Collected data
────────────────────

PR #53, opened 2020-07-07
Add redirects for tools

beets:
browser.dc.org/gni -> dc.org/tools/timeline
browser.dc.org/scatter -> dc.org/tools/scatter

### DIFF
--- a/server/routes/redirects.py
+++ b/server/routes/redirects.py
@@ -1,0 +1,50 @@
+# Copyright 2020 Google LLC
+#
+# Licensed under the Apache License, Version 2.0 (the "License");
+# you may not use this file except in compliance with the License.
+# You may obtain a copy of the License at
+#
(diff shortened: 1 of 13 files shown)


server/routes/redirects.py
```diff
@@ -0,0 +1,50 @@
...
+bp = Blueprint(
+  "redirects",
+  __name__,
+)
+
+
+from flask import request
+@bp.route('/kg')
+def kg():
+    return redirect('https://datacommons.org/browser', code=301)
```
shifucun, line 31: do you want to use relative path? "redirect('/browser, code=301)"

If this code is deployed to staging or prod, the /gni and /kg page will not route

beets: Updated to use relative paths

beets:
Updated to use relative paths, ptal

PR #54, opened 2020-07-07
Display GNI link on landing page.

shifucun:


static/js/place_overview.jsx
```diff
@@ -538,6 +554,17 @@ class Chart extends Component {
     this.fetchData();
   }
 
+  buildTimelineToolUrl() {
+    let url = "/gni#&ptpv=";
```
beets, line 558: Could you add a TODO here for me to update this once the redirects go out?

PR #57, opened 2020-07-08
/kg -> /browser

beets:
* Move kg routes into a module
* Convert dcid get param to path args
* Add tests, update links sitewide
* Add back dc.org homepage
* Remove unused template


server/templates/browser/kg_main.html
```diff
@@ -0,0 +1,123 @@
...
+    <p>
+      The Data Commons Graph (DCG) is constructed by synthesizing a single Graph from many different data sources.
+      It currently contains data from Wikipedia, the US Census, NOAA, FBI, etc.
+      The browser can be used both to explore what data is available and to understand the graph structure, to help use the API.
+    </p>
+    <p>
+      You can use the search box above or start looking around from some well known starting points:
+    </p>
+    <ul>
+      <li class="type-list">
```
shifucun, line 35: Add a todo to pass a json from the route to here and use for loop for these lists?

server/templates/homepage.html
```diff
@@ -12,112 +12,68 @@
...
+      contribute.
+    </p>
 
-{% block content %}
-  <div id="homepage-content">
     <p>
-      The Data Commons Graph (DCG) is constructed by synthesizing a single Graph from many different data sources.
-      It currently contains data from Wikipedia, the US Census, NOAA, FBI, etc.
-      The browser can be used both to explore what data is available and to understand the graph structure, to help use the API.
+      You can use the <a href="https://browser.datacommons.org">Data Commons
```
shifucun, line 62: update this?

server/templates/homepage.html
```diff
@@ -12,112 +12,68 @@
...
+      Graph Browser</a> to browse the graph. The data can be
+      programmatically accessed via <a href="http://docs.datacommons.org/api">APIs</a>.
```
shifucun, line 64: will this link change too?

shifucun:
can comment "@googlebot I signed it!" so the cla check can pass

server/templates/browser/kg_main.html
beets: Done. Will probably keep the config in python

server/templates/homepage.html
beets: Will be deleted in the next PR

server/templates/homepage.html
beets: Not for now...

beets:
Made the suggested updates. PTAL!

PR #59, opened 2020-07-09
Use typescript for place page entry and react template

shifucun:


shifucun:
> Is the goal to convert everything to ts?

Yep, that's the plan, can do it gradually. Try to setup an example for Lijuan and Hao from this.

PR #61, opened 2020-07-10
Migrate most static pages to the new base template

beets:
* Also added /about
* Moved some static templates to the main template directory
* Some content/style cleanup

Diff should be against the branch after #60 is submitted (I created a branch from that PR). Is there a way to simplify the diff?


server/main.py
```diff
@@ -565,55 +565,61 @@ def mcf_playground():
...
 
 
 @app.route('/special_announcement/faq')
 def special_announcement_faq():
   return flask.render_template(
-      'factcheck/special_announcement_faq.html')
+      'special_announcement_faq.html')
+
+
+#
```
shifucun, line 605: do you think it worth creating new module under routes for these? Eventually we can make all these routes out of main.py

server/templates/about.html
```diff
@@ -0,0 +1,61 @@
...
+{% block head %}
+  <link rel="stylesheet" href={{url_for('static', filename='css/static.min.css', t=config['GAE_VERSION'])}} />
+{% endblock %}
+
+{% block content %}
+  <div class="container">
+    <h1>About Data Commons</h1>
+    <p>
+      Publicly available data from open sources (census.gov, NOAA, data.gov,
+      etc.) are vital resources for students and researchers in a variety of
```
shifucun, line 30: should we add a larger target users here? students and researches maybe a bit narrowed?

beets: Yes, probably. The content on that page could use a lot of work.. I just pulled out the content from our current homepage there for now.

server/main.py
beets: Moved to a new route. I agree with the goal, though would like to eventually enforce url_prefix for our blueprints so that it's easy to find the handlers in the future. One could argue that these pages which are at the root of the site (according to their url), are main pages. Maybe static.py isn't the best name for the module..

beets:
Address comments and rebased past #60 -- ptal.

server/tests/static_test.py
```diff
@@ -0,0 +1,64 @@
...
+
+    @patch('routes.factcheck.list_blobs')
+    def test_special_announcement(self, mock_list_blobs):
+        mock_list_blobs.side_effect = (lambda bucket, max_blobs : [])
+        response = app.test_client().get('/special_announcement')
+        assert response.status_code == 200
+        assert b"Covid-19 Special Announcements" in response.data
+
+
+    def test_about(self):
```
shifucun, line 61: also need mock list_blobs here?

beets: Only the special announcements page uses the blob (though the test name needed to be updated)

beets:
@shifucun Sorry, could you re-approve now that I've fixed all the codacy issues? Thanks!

────────────────────

_TASK REQUIREMENTS_
Exactly repeat the lines above, from the opening line through the one with "Remove unused template", and include nothing else.

_WRITTEN SOLUTION_
PR #53, opened 2020-07-07
Add redirects for tools

beets:
browser.dc.org/gni -> dc.org/tools/timeline
browser.dc.org/scatter -> dc.org/tools/scatter

### DIFF
--- a/server/routes/redirects.py
+++ b/server/routes/redirects.py
@@ -1,0 +1,50 @@
+# Copyright 2020 Google LLC
+#
+# Licensed under the Apache License, Version 2.0 (the "License");
+# you may not use this file except in compliance with the License.
+# You may obtain a copy of the License at
+#
(diff shortened: 1 of 13 files shown)


server/routes/redirects.py
```diff
@@ -0,0 +1,50 @@
...
+bp = Blueprint(
+  "redirects",
+  __name__,
+)
+
+
+from flask import request
+@bp.route('/kg')
+def kg():
+    return redirect('https://datacommons.org/browser', code=301)
```
shifucun, line 31: do you want to use relative path? "redirect('/browser, code=301)"

If this code is deployed to staging or prod, the /gni and /kg page will not route

beets: Updated to use relative paths

beets:
Updated to use relative paths, ptal

PR #54, opened 2020-07-07
Display GNI link on landing page.

shifucun:


static/js/place_overview.jsx
```diff
@@ -538,6 +554,17 @@ class Chart extends Component {
     this.fetchData();
   }
 
+  buildTimelineToolUrl() {
+    let url = "/gni#&ptpv=";
```
beets, line 558: Could you add a TODO here for me to update this once the redirects go out?

PR #57, opened 2020-07-08
/kg -> /browser

beets:
* Move kg routes into a module
* Convert dcid get param to path args
* Add tests, update links sitewide
* Add back dc.org homepage
* Remove unused template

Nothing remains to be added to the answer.